- Born: Yi Song-jin 1923 Jeju Island, Zenranan Province, Korea, Empire of Japan
- Died: 20 March 1950 (aged 26–27) Jeongseon County, South Korea
- Occupations: political activist, revolutionary guerilla, school teacher
- Years active: 1945–1950
- Known for: Leading role in Jeju uprising

Korean name
- Hangul: 이승진
- Hanja: 李承晉
- RR: I Seungjin
- MR: I Sŭngjin

Pseudonym
- Hangul: 김달삼
- Hanja: 金達三
- RR: Gim Dalsam
- MR: Kim Talsam

= Kim Dal-sam =

South Korean revolutionary (1923–1950)

Kim Dal-sam (김달삼; 1923 – 20 March 1950) was a South Korean school teacher, Japanese military officer, and communist revolutionary and guerrilla fighter. He led insurgents of the Workers' Party of South Korea during the Jeju uprising against the First Republic of Korea under President Syngman Rhee.

== Background ==
Kim Dal-sam was born Yi Song-jin in 1923 and grew up on Jeju Island in Zenranan Province, Korea, Empire of Japan. During Japanese occupation, Kim spent time in Osaka, Japan before moving to Tokyo to study mathematics at Chuo University (Tokyo Central University). During World War II, Kim enrolled in a Japanese military academy and was commissioned as a second lieutenant. In January 1945, Kim married the daughter of a man named Kang Mun-seok, who likely influenced him to develop communist leanings.

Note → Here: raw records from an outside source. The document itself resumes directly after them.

PR #1512, opened 2023-10-10
libserialport github action

mcuee:
This pull request will add libserialport into Linux, macOS and MinGW github action build


mcuee:
Need to use "Squash and merge".

mcuee:
I think this should be safe to merge.

PR #1539, opened 2023-10-28
To support MinGW cross compiler

mcuee:
This is the same as avrdude-packing patch.
https://github.com/arduino/avrdude-packing/blob/main/patches/0007-Cmake-fix-build-not-working-with-mingw-toolchain.patch


mcuee:
This should be safe to merge.

PR #1540, opened 2023-10-28
Add Arduino avrdude_packing github action for git man

mcuee:
I think this needs some review and changes to be correct.

This is a modified version of the following github action script from Arduino avrdude-packing project.
https://github.com/arduino/avrdude-packing/blob/main/.github/workflows/release.yml

I have used it for a while in my fork here.
https://github.com/mcuee/avrdude-packing

With the merge of PR #1539, no extra patches are needed to use the above script.

### DIFF
--- a/.github/workflows/arduino_packing.yml
+++ b/.github/workflows/arduino_packing.yml
@@ -1,4 +1,4 @@
-name: release
+name: avrdude_packing
 
 env:
   # The name of the project
@@ -8,7 +8,6 @@ env:
 
 on:
   push:
-  pull_request:
 
 jobs:
   build:
--- a/.github/workflows/arduino_packing.yml
+++ b/.github/workflows/arduino_packing.yml
@@ -7,7 +7,12 @@ env:
   ARTIFACT_NAME: dist
 
 on:
+  label:
+    types:
+      - created
   push:
+    branches:
+      - main
 
 jobs:
   build:
--- a/.github/workflows/arduino_packing.yml
+++ b/.github/workflows/arduino_packing.yml
@@ -44,12 +44,6 @@ jobs:
       image: ghcr.io/arduino/crossbuild:0.2.2
     
     steps:
-    
-    # this repo should contain only the patches that could not be upstreamed and the release CI nothing else
-    - name: Checkout avrdude-packing repository
-      uses: actions/checkout@v3
-      with:
-        path: avrdude-packing
 
     - name: Checkout avrdude repository
       uses: actions/checkout@v3
--- a/.github/workflows/arduino_packing.yml
+++ b/.github/workflows/arduino_packing.yml
@@ -1,0 +1,94 @@
+name: release
+
+env:
+  # The name of the project
+  PROJECT_NAME: avrdude
+  DIST_DIR: dist
+  ARTIFACT_NAME: dist
+
+on:
+  push:
+  pull_request:
+
+jobs:
+  build:
+    name: build (${{ matrix.config.os }}, ${{ matrix.config.arch }})
+    runs-on:
+      ubuntu-latest
+    strategy:
+      matrix:
+        config:
+          - os: Linux
+            arch: 64bit
+            cross_compile: x86_64-ubuntu16.04-linux-gnu
+          - os: Linux
+            arch: 32bit
+            cross_compile: i686-ubuntu16.04-linux-gnu
+          - os: Linux
+            arch: ARMv6
+            cross_compile: arm-linux-gnueabihf
+          - os: Linux
+            arch: ARM64
+            cross_compile: aarch64-linux-gnu
+          - os: macOS
+            arch: 64bit
+            cross_compile: x86_64-apple-darwin13
+            cross_compiler: o64-clang
+            ar: /opt/osxcross/target/bin/x86_64-apple-darwin13-ar # we have to manually specify the full path otherwise it's not found for some reason
+            ld: /opt/osxcross/target/bin/x86_64-apple-darwin13-ld
+          - os: Windows
+            arch: 32bit
+            cross_compile: i686-w64-mingw32
+            extension: .exe
+            
+    container:
+      image: ghcr.io/arduino/crossbuild:0.2.2
+    
+    steps:
+    
+    # this repo should contain only the patches that could not be upstreamed and the release CI nothing else
+    - name: Checkout avrdude-packing repository
+      uses: actions/checkout@v3
+      with:
+        path: avrdude-packing
+
+    - name: Checkout avrdude repository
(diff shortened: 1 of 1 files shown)


mcuee:
@umbynos

I am not so sure if you like to see this one in the main avrdude project or not. Please comment. Thanks.

mcuee:
@MCUdude, @stefanrueger and @dl8dtl 

The good thing about this is that we can provide static-linked avrdude binary for Linux, macOS. But I am not so sure if we want to support this or not.

mcuee:
It seems to be correct now.

The reason to run only on git push to git main and not for PR is that this build is a bit slow (using containers) compared to normal run.

And the script is anyway not correct for PR.

mcuee:
BTW, no rush for this PR. It is not essential as of now.

MCUdude:
If we can release statically linked binaries with every Avrdude release, that's a good thing for those who bundle Avrdude with other things, like with the Arduino cores I'm maintaining. Previously I had to wait three month for Arduino to release their 7.2 statically built binaries.

However, we should recommend users to install though their package manager or build from source if possible.

stefanrueger:
I have no real opinion on this and am happy to merge this provided we have the expertise in the team to debug problems of packaging.

mcuee:
> If we can release statically linked binaries with every Avrdude release, that's a good thing for those who bundle Avrdude with other things, like with the Arduino cores I'm maintaining. Previously I had to wait three month for Arduino to release their 7.2 statically built binaries.

With this PR, we will be able to generate statically linked binaries with every push to git main. 

> However, we should recommend users to install though their package manager or build from source if possible.

Yes I agree.

mcuee:
> I have no real opinion on this and am happy to merge this provided we have the expertise in the team to debug problems of packaging.

Yes that is the worry. I do not have the expertise myself.

On the other hand, the code is pretty much the same as the following file maintained by @umbynos (just some minor simplification). 
https://github.com/arduino/avrdude-packing/blob/main/.github/workflows/release.yml

 The script depends on the container by Arduino crossbuild project, again maintained by @umbrynos.
https://github.com/arduino/crossbuild/pkgs/container/crossbuild

That is why I'd really like to hear the opinion from @@umbrynos.

mcuee:
@umbynos

Please help here. Thanks.
1) Please state your opinion to see if it is good to have this PR in avrude or not.
2) If yes, please also look at the script (basically your script with minor modification) to see if it is correct or not and if it can be simplified or improved. I have tested this myself and it seems to work. But I think it can be simplified since it is now part of the avrdude git main repo.
2) If no, I think I may have to drop this PR.

.github/workflows/arduino_packing.yml
```diff
@@ -0,0 +1,93 @@
+name: avrdude_packing
+
+env:
+  # The name of the project
+  PROJECT_NAME: avrdude
+  DIST_DIR: dist
+  ARTIFACT_NAME: dist
+
+on:
+  push:
```
umbynos, line 10: here you can specify a branch that will trigger the action (main in your case)

.github/workflows/arduino_packing.yml
```diff
@@ -0,0 +1,93 @@
...
+    container:
+      image: ghcr.io/arduino/crossbuild:0.2.2
+    
+    steps:
+    
+    # this repo should contain only the patches that could not be upstreamed and the release CI nothing else
+    - name: Checkout avrdude-packing repository
+      uses: actions/checkout@v3
+      with:
+        path: avrdude-packing
```
umbynos, line 52: I don't think you need this, since the patches are not needed
```suggestion
```

umbynos (commented):
Hello,

Firstly, it would be an honor to see some of my work in the main avrdude repo. 
Overall IMHO looks good, I've made some minor suggestions.

> Previously I had to wait three month for Arduino to release their 7.2 statically built binaries.

I would like to be more responsive on this, but I'm not the one deciding priorities in Arduino... Integrating this would mean no waiting is required :wink: 

The only "problem" I see is this one:
> The script depends on the container by Arduino crossbuild project, again maintained by @umbynos. We will rely on the improvement of the container to add more functionalites sometimes (but not often, unless we add more dependancies like libserialport in the future).

Of course improvements will be made, but I cannot make promises on the timeline... Of course libraries can be installed/compiled insiede the container at runtime, so I don't see that as a big problem. Overall I see this situation as an improvement

.github/workflows/arduino_packing.yml
mcuee: Done. I also added the label part. Please help to check. Thanks.

MCUdude:
> I would like to be more responsive on this, but I'm not the one deciding priorities in Arduino... Integrating this would mean no waiting is required 😉

@umbynos sorry, that was not meant to sound like critique! I'm very grateful that you found some time to release 7.2 as statically linked binaries. I don't _expect_ you or Arduino to always have time to spare when a new version of Avrdude gets released, but it has been very helpful in the past.  But as you pointed out, if this PR gets merged, we (and other 3rd parties) can just use official statically linked binaries instead.

mcuee:
Just to play safe, I have created a temporary branch here to test this out. It seems to work.
https://github.com/avrdudes/avrdude/blob/test_pr1540/.github/workflows/arduino_packing.yml

I use the test branch to test and that is why it is upon push to the test_pr1547 branch.
You can see github action here.
https://github.com/avrdudes/avrdude/actions/runs/6692557883

@umbynos 
Please carry out one more review for my latest changes. Thanks a lot for the help!

mcuee:
> Of course libraries can be installed/compiled insiede the container at runtime, so I don't see that as a big problem. 

Good point. Thanks.

mcuee:
@stefanrueger 

I think this PR is ready to be merged. But we can wait for your next merge window.

It is probably better to use "squash and merge" when you merge this PR. Thanks.

MCUdude:
> I think this PR is ready to be merged. But we can wait for your next merge window.

I'm all for it, as it makes my job of maintaining 3rd part Arduino cores much easier when I want to bundle the latest Arduino version. However, we should give @dl8dtl time to share his thoughts as well.

mcuee:
> > I think this PR is ready to be merged. But we can wait for your next merge window.
> 
> I'm all for it, as it makes my job of maintaining 3rd part Arduino cores much easier when I want to bundle the latest Arduino version. However, we should give @dl8dtl time to share his thoughts as well.

That is a good point.

@dl8dtl 
Please share your thoughts. Thanks.

mcuee:
Just another test to confirm that it is working, using the test_pr1540 branch (which will be deleted after this PR gets merged).
https://github.com/avrdudes/avrdude/actions/runs/6715032983

PR #1556, opened 2023-11-03
Remove paged eeprom property from ATtiny43U

stefanrueger:
The `paged` should only be used for flash of classic parts. It may lead to problems when used for `eeprom` memories.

After World War II, Kim taught Marxism–Leninism at a middle school in Jeju Province. He also became quite active in politics, serving as an organizer and director for the Workers Party of South Korea (WPSK) in the late 1940s. Kim was an outspoken critic of Koreans who collaborated with the Japanese during occupation and often protested against the government police force on Jeju, demanding unification with the North. Kim was vehemently opposed to the elections planned for 10 May 1948 by the United Nations Temporary Commission on Korea (UNTCOK) because he thought they would further reinforce Korean division. In order to prevent these elections from happening, Kim led an armed rebellion against the government police forces on the island on 3 April 1948, which became known as the Jeju uprising.

== Role in the Jeju uprising ==
As a leader in the Military Committee of the WPSK Jeju branch, Kim, along with Cho No-gu, planned the 3 April 1948 attacks on government police forces one month prior, in March 1948. When the uprising commenced, Kim's forces included 400 guerilla fighters and 4,000 members of "self-defense" groups located throughout the island.

On 28 April 1948, the fighting on Jeju stopped as Kim Dal-sam met with the leader of the police forces on the island, Kim Ik-ryeol, to negotiate a truce. Kim Dal-sam's demands included "the surrender of all police forces, the confiscation of all weapons, punishment of police and rightists who had committed atrocities, withdrawal of rightist youth groups, and assurances that the May 10 elections would be cancelled." Kim Ik-ryeol refused Kim Dal-sam's demands and hostilities started again three days later.

In August 1948, with the uprising in full-swing, Kim left Jeju to attend a conference of the Korean Communist party (KCP) on the border town of Haeju, North Korea. At the conference, Kim reported on the positive developments on Jeju, to which the other participants responded with "thunderous applause." It was at this same conference that KCP and Soviet Union officials held elections to establish North Korea. Kim returned to Jeju in early to mid-September.

== After the Jeju uprising and death ==

After South Korean forces crushed the Jeju uprising in March 1949, Kim left Jeju for mainland Korea in order to enter the DPRK. On 20 March 1950, Kim's body was found among the dead in the aftermath of a guerrilla battle at Jeongseon County, before the full-scale Korean War began.